Here is where I have fallen out of sync with the project timeline. I put together most of an introduction to Universes and AtomGroups; however, I quickly became sidetracked by also adding in pages on topologies and the atom selection language. This is because I found (and still find) it challenging to separate these concepts in a modular way. Topology attributes, selection language, and the idiosyncrasies of topology/coordinate format parsers are intertwined with the creation and behaviour of AtomGroups. As a result, the data structures pull request has ballooned out into 10 commits with 20 changed files.
I have decided that topology attributes deserve their own branch, so currently it is only waiting on the Jupyter notebook about constructing a Universe. This addresses concepts of building a Universe with Universe.empty
, merging AtomGroups, and adding topology attributes.
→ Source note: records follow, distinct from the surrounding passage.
PR #337, opened 2024-11-05
feta: support fix signers in simulate

neilcampbell:
Now that 3.26 is on mainnet, we can use `fixSigners` when running a simulate.
This PR also removes the previous workaround.

### DIFF
--- a/src/account/account.ts
+++ b/src/account/account.ts
@@ -166,10 +166,12 @@ export async function getAccountInformation(sender: string | SendTransactionFrom
     totalAssetsOptedIn: Number(account.totalAssetsOptedIn),
     totalCreatedApps: Number(account.totalCreatedApps),
     totalCreatedAssets: Number(account.totalCreatedAssets),
-    appsTotalExtraPages: account.appsTotalExtraPages ? Number(account.appsTotalExtraPages) : undefined,
-    rewardBase: account.rewardBase ? Number(account.rewardBase) : undefined,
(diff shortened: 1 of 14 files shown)


src/account/account.ts
```diff
@@ -166,10 +166,12 @@ export async function getAccountInformation(sender: string | SendTransactionFrom
     totalAssetsOptedIn: Number(account.totalAssetsOptedIn),
     totalCreatedApps: Number(account.totalCreatedApps),
     totalCreatedAssets: Number(account.totalCreatedAssets),
-    appsTotalExtraPages: account.appsTotalExtraPages ? Number(account.appsTotalExtraPages) : undefined,
-    rewardBase: account.rewardBase ? Number(account.rewardBase) : undefined,
-    totalBoxBytes: account.totalBoxBytes ? Number(account.totalBoxBytes) : undefined,
-    totalBoxes: account.totalBoxes ? Number(account.totalBoxes) : undefined,
+    appsTotalExtraPages: account.appsTotalExtraPages !== undefined ? Number(account.appsTotalExtraPages) : undefined,
```
robdmoore, line 169: This stuff also should be added to AccountManager.getIfnormation

robdmoore (approved):

src/account/account.ts
neilcampbell: Will add as `lastHeartbeatRound` and `lastProposedRound` and make `bigint` to match semantics of `validAsOfRound` on that type.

It is divided into subsections for easy linking and will be displayed using nbsphinx.
I have found that creating this notebook clarified my thoughts and pointed out holes in my, and possibly the MDAnalysis community’s, knowledge (e.g. how to add bonds to a Universe). This has been helpful for planning out how to document different aspects of the topology and its attributes.
General
I am hopefully too behind on the format-specific input/output pages. While I haven’t written anything for those yet, I have been collating notes on topology attributes, which are very often format-specific.
Onwards
What’s next after merging the data-structures branch?
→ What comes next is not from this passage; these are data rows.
PR #956, opened 2025-03-26
feat(encryption): add encrypted fields to pool, volume and the replica topology

Abhinandan-Purkait:
- Adds encrypted column to pool.
- Adds encrypted column to volume.
- Adds encrypted column to replica-topology.

### DIFF
--- a/control-plane/agents/src/bin/core/volume/registry.rs
+++ b/control-plane/agents/src/bin/core/volume/registry.rs
@@ -250,6 +250,7 @@ impl Registry {
                     child.map(|c| c.state_reason.clone()),
                     child.and_then(|c| c.rebuild_progress),
                     healthy,
+                    state.encrypted,
                 )
             }
             Err(_) => {
@@ -268,6 +269,8 @@ impl Registry {
                             Some(child.state_reason.clone()),
                             child.rebuild_progress,
                             healthy,
+                            // If state is not available show from spec?
+                            Some(spec.encrypted),
                         );
                     }
                 }
@@ -280,6 +283,8 @@ impl Registry {
                     None,
                     None,
                     healthy,
+                    // If state is not available show from spec?
+                    Some(spec.encrypted),
                 )
             }
         }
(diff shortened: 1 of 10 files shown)


control-plane/agents/src/bin/core/volume/registry.rs
```diff
@@ -268,6 +269,8 @@ impl Registry {
                             Some(child.state_reason.clone()),
                             child.rebuild_progress,
                             healthy,
+                            // If state is not available show from spec?
```
dsharma-dc, line 272: I'd say if state is not available don't show anything.

dsharma-dc (approved):

control-plane/plugin/src/resources/volume.rs
```diff
@@ -71,7 +71,8 @@ impl CreateRow for openapi::models::Volume {
                     VolumeContentSource::snapshot(_) => "Snapshot",
                 }
             })),
-            optional_cell(state.health.as_ref().map(|h| h.clean_shutdown))
+            optional_cell(state.health.as_ref().map(|h| h.clean_shutdown)),
+            self.spec.encrypted
```
tiagolobocastro: Yeah see above the snapped thing,
so maybe here we could do something similar:
```suggestion
            match self.spec.encrypted {
                false => "false",
                true if all_healthy_replicas_encrypted => "true",
                true => "true (requires rebuild)",
},
```
or

```suggestion
            match self.spec.encrypted {
                false => "disabled",
                true if all_healthy_replicas_encrypted => "enabled (secured)",
                true => "enabled (rebuild required)",
},
```

tiagolobocastro (approved):

control-plane/plugin/src/resources/volume.rs
Abhinandan-Purkait: ~Sure. I will take this up on a follow up PR. For now keeping it the way it is.~
Done.

Abhinandan-Purkait:
bors try

Abhinandan-Purkait:
bors merge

AtomGroup coordinate methods (1st priority)
I haven’t fully documented AtomGroups, because I haven’t addressed important methods such as center()
, unwrap()
, etc. I decided to move these to a separate page called “Working with Coordinates”, which seems more thematic. This is still very sparse because I’m uncertain exactly what I can add beyond what’s available in the API reference. A section on periodic boundary conditions is probably warranted.
API reference (low priority)
Relatedly, I would like to experiment with refining and organising the API reference into sections, and also move it into a ReadTheDocs theme. This currently lives in a local branch on my laptop and is likely to be a longer sub-project I can work on on-the-side.
Topology attributes (high priority)
There’s some confusion around Topology attributes at the moment. The data-structures branch does currently have a table of which attributes are available for which format, and unexpected behaviours (e.g. resids indexing from 0 for TPR files). However, the TopologyObjects section is still incomplete.
Formats
This also needs to be documented. I am especially interested in how topology attributes get read from each format – e.g. PSFParser subtracts 1 from the atom ID of a PSF parser.
Building some analysis notebooks
I would like to finish the PCA analysis notebook. The user mailing list has also been receiving some questions about radial distribution functions.
Summary
I’ve fallen mildly behind in the timeline, but I am roughly on-track in delivering pages on installation, data structures, and atom selection language, as well as notebooks for a quick start to MDAnalysis and constructing a universe. I have decided that topologies and topology attributes are of high importance to MDAnalysis and will focus on them over the pages on format input/output. I think example/demo notebooks are one of the clearest ways to impart information and will begin to create more of those. I will work on the pages on visualisation later in the project (although notebooks will already have molecular structure visualisation in them), as they don’t appear to be high priority. The next steps outlined above will likely keep me busy until the end of November.